In formal mathematics, this operation on matrices is called the Hadamard product, often written with a circle-dot symbol (⊙). For two matrices A and B of size N×M, the result C is defined so that each element C(i,j) = A(i,j) × B(i,j). Because you’re performing one multiplication per element, the computational cost scales linearly with the total number of elements. A 100×100 matrix pair requires exactly 10,000 multiplications.
How It Differs From Matrix Multiplication
This is the distinction that trips most people up. Standard matrix multiplication (the dot product) is a fundamentally different operation. It multiplies rows against columns, sums the results, and often produces an output with a completely different shape than the inputs.
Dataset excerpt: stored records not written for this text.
PR #16796, opened 2026-09-04
all: less diagnostics repository context is more (fixes #16788)

### LINKED ISSUE #16788: Remove @ApplicationContext from DiagnosticsRepositoryImpl
## What

An otherwise DAO/prefs repository carries an Android `Context` solely to read the app version string.

**File:** `app/src/main/java/org/ole/planet/myplanet/repository/DiagnosticsRepositoryImpl.kt`

## Why

The constructor takes `@ApplicationContext private val context: Context` (line 15) only so `saveLogToRoom` (line 65) and `saveLogsToRoom` (line 83) can call `VersionUtils.getVersionName(context)`.

## The fix

Drop the `Context` parameter and resolve the version from `BuildConfig.VERSION_NAME`.

That value carries the flavor's `versionNameSuffix`, so the `-lite` build still reports the same string it does today — this is why the substitution is safe rather than merely convenient.

Keep `ApkLogDao`, `UserRepository` and `SharedPrefManager` usage unchanged. No `RepositoryModule` change is needed.

## Acceptance

- Logged version string is identical for both `default` and `lite` flavors.
- `DiagnosticsRepositoryImpl` no longer imports `dagger.hilt.android.qualifiers.ApplicationContext` or `android.content.Context`.

## Notes

dogi:
Removed @ApplicationContext private val context: Context from DiagnosticsRepositoryImpl constructor and replaced version resolving calls with BuildConfig.VERSION_NAME. Updated unit tests in DiagnosticsRepositoryImplTest to match.

Fixes #16788

---
*PR created automatically by Jules for task [8352914477287668177](https://jules.google.com/task/8352914477287668177) started by @dogi*


dogi:
**Review — rating: 90/100**

`BuildConfig.VERSION_NAME` is the better source here, not just the one that lets the `Context` go. `VersionUtils.getVersionName(context)` does a `packageManager.getPackageInfo` round trip, returns `String?`, and falls back to `""` on `NameNotFoundException` — so callers were paying an IPC to look up a value the compiler already knows, and getting a nullable back that could silently become an empty version string in the uploaded log. `BuildConfig.VERSION_NAME` is a non-null compile-time constant with no failure mode.

The values agree: `versionNameSuffix` (the `-lite` suffix on that flavor) is applied to the merged manifest as well as to `BuildConfig`, so the package manager and the constant report the same string for a given build.

With both call sites converted, the `@ApplicationContext` injection and the `VersionUtils` import drop out cleanly, leaving the repository with only the DAO and two collaborators — which also makes it constructible in a plain JVM test.

**Verdict:** mergeable.

---

Okuro3499 (approved):

PR #16800, opened 2026-09-04
login: less storage category context is more (fixes #16789)

### LINKED ISSUE #16789: Remove @ApplicationContext from StorageCategoryViewModel
## What

A ViewModel holds an Android `Context` field purely to compute a path string its only caller could pass in.

**Files:**
- `app/src/main/java/org/ole/planet/myplanet/ui/settings/StorageCategoryViewModel.kt` (line 36)
- `app/src/main/java/org/ole/planet/myplanet/ui/settings/StorageCategoryDetailFragment.kt`

## Why

The ViewModel holds `@ApplicationContext private val context: Context` (line 36) only to call `FileUtils.getOlePath(context)` — twice, in `loadResources` (line 52) and again inside `deleteItems` (line 97).

Its only caller, `StorageCategoryDetailFragment`, already has a `Context`.

## The fix

- Drop the `Context` constructor parameter.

For two vectors, the dot product returns a single number. Element-wise multiplication keeps every individual product separate and always returns an output the same size as the inputs.
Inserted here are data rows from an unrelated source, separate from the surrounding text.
PR #16801, opened 2026-09-04
courses: smoother progress repository sync inserting (fixes #16786)

### LINKED ISSUE #16786: Extract the course-progress sync keys in one pass per document
## What

`insertCourseProgressFromSync` walks every incoming document four times to collect query keys, then re-parses the same four fields again while building records.

**File:** `app/src/main/java/org/ole/planet/myplanet/repository/ProgressRepositoryImpl.kt` (`insertCourseProgressFromSync`, line 269)

## Why

```kotlin
val docIds   = docs.map { JsonUtils.getString("_id", it) }.filter { it.isNotEmpty() }.distinct()      // 270
val courseIds = docs.map { JsonUtils.getString("courseId", it) }.filter { it.isNotEmpty() }.distinct() // 271
val userIds  = docs.map { JsonUtils.getString("userId", it) }.filter { it.isNotEmpty() }.distinct()   // 272
val stepNums = docs.map { JsonUtils.getInt("stepNum", it) }.distinct()                                // 273
```

Four complete passes, four intermediate lists — and the same four fields are parsed *again* when constructing each record. That's eight JSON lookups per document on a sync hot path.

## The fix

- Introduce a private file-local value type holding the four parsed keys.
- Build it in **one pass** over `docs`, preserving input order and the existing treatment of blank ids and duplicate query keys.
- Derive the DAO query arguments from those rows.
- Reuse each row's values when resolving `existingProgress` and `localRecord`.
- Keep `courseProgressFromJson` (line 242) as the single place that hydrates the entity.

## Acceptance

- Same records written, in the same order, for the same input.
- Blank ids still filtered out of the query arguments; duplicates still collapsed.
- No behavior change for an empty `docs` list.

## Notes

- A narrower variant of this finding proposed only hoisting `docIds`. The single-pass extraction supersedes it — please take the full version.

dogi:
Refactors `insertCourseProgressFromSync` in `ProgressRepositoryImpl.kt` to extract course-progress sync keys (`_id`, `courseId`, `userId`, `stepNum`) in a single pass into a `CourseProgressSyncKeys` holder. Eliminates redundant JSON field parsing and multi-pass iterations across documents while maintaining exact behavioral equivalence.

Fixes #16786

---
*PR created automatically by Jules for task [6607329154546898497](https://jules.google.com/task/6607329154546898497) started by @dogi*


dogi:
**Review — rating: 88/100**

The old code walked `docs` five times and pulled every field out twice — four `map` passes to build the id lists, then a fifth `map` that re-extracted `_id`, `courseId`, `userId` and `stepNum` from the same `JsonObject`s to build the rows. Extracting once into `CourseProgressSyncKeys` and projecting from that halves the `JsonUtils` lookups per document, on a path that runs over a full course-progress table during sync.

The dedup rewrite is equivalent, which is the part worth checking: `distinct()` preserves first-occurrence order and so does `LinkedHashSet`, so `mapNotNullTo(LinkedHashSet()) { … }.toList()` produces the same list in the same order as `map { … }.filter { it.isNotEmpty() }.distinct()`. It also skips the intermediate lists the old chain allocated. Ordering doesn't actually matter downstream — `getByIds(docIds)` is immediately `associateBy { it.id }` — but keeping it stable means the query parameters don't reshuffle between runs.

The `takeIf { it.isNotEmpty() }` guards reproduce the old `filter` exactly, and `stepNums` keeps every value including zero, matching the original which had no filter on it.

Holding the source `doc` in the key object so the final map can pass `keys.doc` to `courseProgressFromJson` avoids re-pairing by index — the mapping stays positional and can't drift.

**Verdict:** mergeable.

---

Okuro3499 (approved):

PR #16802, opened 2026-09-04
sync: smoother server url mapping (fixes #16787)

### LINKED ISSUE #16787: Clean up ServerUrlMapper: drop the empty also block and log the malformed-URL failure
## What

An `also { }` block with an empty body, and a swallowed malformed-URL error on the server-failover path.

**File:** `app/src/main/java/org/ole/planet/myplanet/services/sync/ServerUrlMapper.kt` (`processUrl` line 45, `extractBaseUrl` line 31)

## Why

```kotlin
serverMappings[baseUrl].also {    // line 48 — empty body, leftover from a removed log line
}
```

It allocates a lambda for nothing, and the result is then bound to `val result = UrlMapping(...)` and returned on the next line.

Separately, `extractBaseUrl` swallows malformed-URL errors with `e.printStackTrace()` (line 40).

That second one matters more than it looks: this class is on the sync/upload URL-failover path, so a silent failure here is exactly why a device would never fail over to a clone server — with no log line saying so.

## The fix

```kotlin
val alternativeUrl = extractedUrl?.let { serverMappings[it] }
return UrlMapping(url, alternativeUrl, extractedUrl)
```

and replace the `printStackTrace` with `Log.w(TAG, "Could not extract base url from $url", e)`.

## Acceptance

Extend the test with:
- a mapped primary → correct alternative
- an unmapped host → `alternativeUrl == null`
- a non-default port preserved in `extractedBaseUrl`
- a malformed string → returns null **without throwing**

## Notes

dogi:
Clean up ServerUrlMapper by dropping the empty also block and logging malformed URL errors via Log.w instead of printStackTrace, and extend unit tests to cover failover mapping cases.

Fixes #16787

---
*PR created automatically by Jules for task [14594445183023147623](https://jules.google.com/task/14594445183023147623) started by @dogi*


dogi:
**Review — rating: 72/100**

The cleanup half is unambiguously good. `serverMappings[baseUrl].also { }` with an empty body was dead syntax that read like something had been deleted mid-edit, and the `val result = …; return result` temp added nothing. Both go, and `processUrl` is now three obvious lines.

**The logging change leaks credentials, though, and that's what holds this back.** The new line is:

```kotlin
Log.w(TAG, "Could not extract base url from $url", e)
```

URLs in this codebase carry embedded credentials. `ConfigurationsRepositoryImpl.buildCouchdbUrl` (line 437) builds `scheme://satellite:$pin@host` — its `if (currentUrl.contains("@")) return currentUrl` branch exists precisely because these URLs are expected to have userinfo in them — and `UrlUtils.getUrl()` resolves through `dbUrl(baseUrl(spm))`, i.e. the stored CouchDB URL. `processUrl` is called with exactly those values from `MainApplication:210`, `ConfigurationsRepositoryImpl:177/269/512`, `ChatRepositoryImpl:123`, `DownloadService:262` and others, so the interpolated `$url` can be `http://satellite:<pin>@host:5984/db`.

That writes the satellite PIN to logcat. The app ships with `minifyEnabled = false` and no log-stripping rule, so `Log.w` is live in release builds, and `CLAUDE.md` already flags these PINs as real credentials pending rotation. Any log capture or bug report from a device then contains them.

The failure path is admittedly hard to reach — `toUri()` is lenient and rarely throws — but a defensive log that prints a secret when it does fire is the wrong shape regardless of probability. Log the redacted form instead:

- Output shape: Element-wise multiplication produces a vector or matrix the same shape as the inputs. The dot product typically produces a scalar or a matrix with different dimensions.
- What it computes: Element-wise multiplication multiplies corresponding elements directly. The dot product multiplies corresponding elements and then sums them.
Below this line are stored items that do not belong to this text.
PR #16804, opened 2026-09-04
sync: smoother resources download coordinating (fixes #16790)

### LINKED ISSUE #16790: Inject @ApplicationScope into ResourceDownloadCoordinator
## What

A `@Singleton` service reaches for the global `MainApplication.applicationScope` when an injectable equivalent already exists.

**File:** `app/src/main/java/org/ole/planet/myplanet/services/ResourceDownloadCoordinator.kt` (line 19)

## Why

```kotlin
MainApplication.applicationScope.launch {   // line 19
```

`di/ServiceModule` already provides an injectable `@ApplicationScope CoroutineScope` — the qualifier at line 41, the provider at 49-50, and it's already consumed elsewhere in the same module (line 62). Using it removes a direct `MainApplication` dependency from a `@Singleton` service and makes the class testable without the Application singleton.

## The fix

- Add `@ApplicationScope private val applicationScope: CoroutineScope` to the constructor.
- Replace `MainApplication.applicationScope.launch` with `applicationScope.launch`.
- Drop the `MainApplication` import.

## Acceptance

- Background downloads still launch **only** when the server is reachable — that guard must be preserved exactly.
- No `MainApplication` reference remains in the file.

## Notes

dogi:
Injected @ApplicationScope CoroutineScope into ResourceDownloadCoordinator constructor, replaced direct MainApplication.applicationScope usage, removed MainApplication import, and added ResourceDownloadCoordinatorTest.

Fixes #16790

---
*PR created automatically by Jules for task [15197928866140137990](https://jules.google.com/task/15197928866140137990) started by @dogi*


dogi:
**Review — rating: 90/100**

`MainApplication.applicationScope` was a static reference to a scope living on the `Application` object, which made `ResourceDownloadCoordinator` untestable in isolation — you can't substitute a `TestScope` for a static, so any test of `startBackgroundDownload` needed the real application up. Taking `@ApplicationScope CoroutineScope` through the constructor is the qualifier the project already provides for exactly this (`DispatcherModule`), so it's the established pattern rather than a new one.

Nothing changes at runtime: the same application-lifetime scope is injected, so the coroutine's lifetime and cancellation behaviour are identical. It just arrives through the graph instead of a global, which also drops the `MainApplication` import and with it a `services` → application-class dependency.

This is the same treatment #16783 applies to `SubmissionsUploader`, so the two are consistent.

**Verdict:** mergeable.

---

Okuro3499 (approved):

PR #16815, opened 2026-09-04
teams: smoother voices repository list inserting (fixes #16799)

### LINKED ISSUE #16799: Collapse the double collection pass in VoicesRepositoryImpl.insertNewsList
## What

`insertNewsList` builds a mapped list, then maps and filters that whole list again just to collect the lookup ids.

**File:** `app/src/main/java/org/ole/planet/myplanet/repository/VoicesRepositoryImpl.kt` (`insertNewsList`, lines 361-365)

## Why

```kotlin
val mappedDocs = docs.map { it to JsonUtils.getString("_id", it) }        // 361
val underscoreIds = mappedDocs.map { it.second }.filter { it.isNotEmpty() } // 362 — two more intermediate lists
val existing = newsDao.getByUnderscoreIds(underscoreIds).associateBy { it._id }
val newsList = mappedDocs.map { (doc, id) -> buildNewsFromJson(doc, id, existing) }
newsDao.upsertAll(newsList)
```

Line 362 allocates two more intermediate collections over potentially hundreds of news records — after the `mappedDocs` pairing had already done the work of removing an N+1 query.

## The fix

Keep **one** ordered document/id representation so `_id` is parsed once per document, and populate the non-blank id query list during that same traversal.

**Preserve exactly:**
- duplicate ids (don't dedupe if the current code doesn't)
- blank-id handling
- input order
- the single bulk DAO lookup
- `associateBy` conflict behavior (last-wins)
- every `News` still built through `buildNewsFromJson`, with one `upsertAll`

## Acceptance

- Same `News` rows written, same order, for the same input — including a batch containing duplicate and blank `_id` values.
- Still exactly one `getByUnderscoreIds` call and one `upsertAll`.

## Notes

- Conventions: `docs/CODE_STYLE_GUIDE.md`; test patterns: `docs/TESTING.md`. Run `VoicesRepositoryImplTest` and `VoicesRepositoryNewsSyncTest`.

dogi:
Optimized VoicesRepositoryImpl.insertNewsList to extract JSON _id and populate lookup IDs during the initial traversal over docs, eliminating two redundant intermediate list allocations while maintaining exact duplicate and blank _id handling and order semantics.

Fixes #16799

---
*PR created automatically by Jules for task [10846000071884054266](https://jules.google.com/task/10846000071884054266) started by @dogi*


dogi:
**Review — rating: 84/100**

Correct and equivalent: the old `mappedDocs.map { it.second }.filter { it.isNotEmpty() }` walked the pairs twice and allocated two intermediate lists, and building `underscoreIds` during the single `map` produces the same ids in the same order. Pre-sizing with `ArrayList<String>(docs.size)` is a good detail — it's the upper bound, so the list never reallocates while filling.

This sits on the sync write path for news, where the comment above it notes the batch can be hundreds of items, so trimming a pass and two allocations per batch is worth having.

**Nit:** the saving comes from mutating `underscoreIds` as a side effect inside `map`, which makes the lambda impure — the reason the two-pass version read cleanly is that each step did one thing. `buildList` with an explicit loop, or partitioning after the fact, would keep the single pass without hiding an accumulation inside a `map`. Minor, but it's the kind of thing that surprises the next reader of a lambda they expect to be pure.

**Verdict:** mergeable.

---

Okuro3499 (approved):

- Dimensional requirements: Element-wise multiplication needs both inputs to be the same shape (with some exceptions for broadcasting). Matrix multiplication needs the inner dimensions to match, meaning the number of columns in the first matrix must equal the number of rows in the second.
A quick example makes this concrete. Take vectors [1, 2, 3] and [4, 5, 6]. Element-wise multiplication gives [4, 10, 18]. The dot product gives 4 + 10 + 18 = 32.
Broadcasting: When Shapes Don’t Match
In practice, you don’t always need both arrays to be exactly the same shape. Most numerical libraries support “broadcasting,” a set of rules that automatically stretch smaller arrays to match larger ones during element-wise operations. The simplest case is multiplying an array by a single number: [1, 2, 3] × 2 gives [2, 4, 6]. The scalar 2 is conceptually expanded into [2, 2, 2] before the element-wise multiplication happens.
Broadcasting follows specific rules. The library compares dimensions starting from the rightmost side and working left. Two dimensions are compatible when they’re equal or when one of them is 1. A dimension of size 1 gets stretched to match the other. If neither condition is met, the operation throws an error. This means you can multiply a 4×3 matrix by a 1×3 row, and the row will automatically apply to every row of the matrix. Missing dimensions are treated as size 1, so a one-dimensional array of length 3 also broadcasts against a 4×3 matrix without issue.
How to Do It in Code
In Python’s NumPy library, the standard * operator performs element-wise multiplication on arrays. So a * b where both are NumPy arrays gives the Hadamard product, not a dot product. You can also use the explicit function np.multiply(a, b), which does exactly the same thing.
PyTorch follows the same convention: the * operator between two tensors is element-wise, and torch.mul(a, b) is the explicit equivalent. In MATLAB, the syntax uses a dot prefix: A .* B performs element-wise multiplication, while A * B is reserved for standard matrix multiplication. This MATLAB convention is worth remembering, since mixing them up is a common source of bugs.
For matrix (dot product) multiplication, you’d use np.matmul(a, b) or the @ operator in NumPy, torch.matmul() in PyTorch, and plain * in MATLAB.
Why It Matters in Machine Learning
Element-wise multiplication is everywhere in modern neural networks. Its most prominent role is in gating mechanisms, where one array of values controls how much of another array passes through. Long Short-Term Memory (LSTM) networks and Gated Recurrent Units (GRUs) rely on this heavily. These architectures use element-wise multiplication to decide which pieces of information to remember and which to forget at each time step. A gate produces values between 0 and 1 for each element, and multiplying that gate against the data effectively scales each feature independently, letting some through fully and blocking others entirely.
Transformer models, the architecture behind most large language models, also use element-wise multiplication when modulating attention scores and context vectors. In multimodal systems that combine different types of data (like images and text), element-wise multiplication provides a computationally efficient way to blend features from different sources, approximating complex interactions without the cost of full matrix operations.
The reason element-wise multiplication is so useful in these contexts comes down to two properties: it preserves the shape of the data, and it operates on each feature independently. This makes it a natural fit for any situation where you want to selectively scale, mask, or weight individual features rather than mix them all together the way a dot product would.
Common Use Cases Outside Neural Networks
Image processing relies on element-wise multiplication for applying filters and masks. If you want to darken a specific region of an image, you multiply the pixel array by a mask array that has values of 1.0 where you want the image unchanged and smaller values where you want it dimmed. Signal processing uses it similarly, multiplying a signal by a window function to isolate a segment in time.
In data science, element-wise multiplication is the default way to apply weights to features, normalize data by scaling factors, or compute things like weighted averages. Any time you need to apply a per-element transformation that depends on another array of values, you’re reaching for element-wise multiplication.